当我再次醒来的时候,还未睁开眼睛就先闻到一股浓郁的血腥气息。
睁开眼睛,发现姽婳正背对着我坐在军帐内的桌子前,仔细而认真的擦拭她的镇妖刀。
玄色重铠上面沾满了鲜血,镇妖刀上面血迹未干,显然是刚从沙场归来。
我正要和她打招呼,却看到有人掀开军帐的布帘,蒹葭从外面走了进来。
“出去。”姽婳眉眼不抬,语声冷漠。
“我知道你要面子,所以平时我从不主动找他。他已经昏迷两日,难道我连见他一面都不行么?”
“我不许。”
“我不会走的,我要知道他到底发生了什么事。”
“你想死?”姽婳的语气带着杀意,杀气开始在军帐中蔓延。
“除非你真把我杀了,否则我今天一定要见他!”蒹葭语气坚决的说道。
剑拔弩张至极,我赶紧起身下了床。
和姽婳一样,蒹葭也是血染道袍,神情困顿而疲倦,可是看向我的眼神全是关切。
“蒹葭,我没事。”我说道。
“没事就好,我先走了。”蒹葭说完,深深的看了我一眼,转身离开了军帐。
“你不该对她这么冷漠。”蒹葭走后我对姽婳说道。
“难道你要我对她说你三魂离散,七魄全无,识神不知所踪?”姽婳冷冷的说道。
后来我才知道,关于我这次失魂的经历,姽婳瞒过了所有人,就连姜雪阳她都不许进来探望我。

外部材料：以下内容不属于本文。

PR #226, opened 2017-05-19
Pin YapDatabase to v2.9.3 to avoid v.3.x.

charlesmchen:
PTAL @michaelkirk

### DIFF
--- a/SignalServiceKit.podspec
+++ b/SignalServiceKit.podspec
@@ -37,7 +37,7 @@ An Objective-C library for communicating with the Signal messaging service.
   s.dependency 'AFNetworking'
   s.dependency 'AxolotlKit'
   s.dependency 'Mantle'
-  s.dependency 'YapDatabase/SQLCipher'
+  s.dependency 'YapDatabase/SQLCipher', '~> 2.9.3'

只对人说我是因为在天池和隐世宗门决战的时候神念受损,修养一段时间就好。
空冥山我的死讯对魔道弟子的打击太大,大敌当前姽婳选择隐瞒,选择一个人承受伤痛。
望着她故作坚强却又无比憔悴的脸颊,我想把她紧紧的抱在怀里。
谁知刚迈出一步,就被她用镇妖刀抵在我咽喉。
“谢岚,我和你说过的,要死也一定是我先死!”姽婳冷冷的说道。
“不会再有这种事了。”我认真的看着她说道。
现在我已经明白,有时候沉默比诀别更加伤人。
我不愿像道祖那般悲情,同时伤害了破军和九幽女帝。破军为他提到下阴司,九幽女帝为他跳下忘川河,她们的伤痛不仅仅是因为魔道祖师的死,还因为他的沉默。
“你明白最好!”说完姽婳收刀。
杀意退却之后,柔情排山倒海来袭,她黑白分明的眼睛里涌出大颗的眼泪。
我趁机把她揽入怀中,死死的抱住她,亲吻着她的脸,吻干她脸上的泪痕。
我们忘情拥吻,激情犹如潮水始终不肯退却……
直到阿黎从蒹葭口中得知我已经苏醒来,闯进来见我,才打断了我和姽婳之间的缠绵。
“啊,我不是故意的!”阿黎说完捂着脸跑出了房间。
她一走,姽婳立刻从我怀抱挣脱。
仰天喟叹,面容悲怆,幽幽说道:“谢岚,这下我可被你害惨了。”
“怎么了?”我问道。
“破军一世英名毁于一旦。”
“……”
我把阴司之行的经历和姽婳全部说了一遍,说起了魔道祖师当年的事。
姽婳拥有破军的记忆,听我说出魔道祖师去阴司赴约的起因和经过后万分感伤,因为破军提刀下阴司就是为了这件事。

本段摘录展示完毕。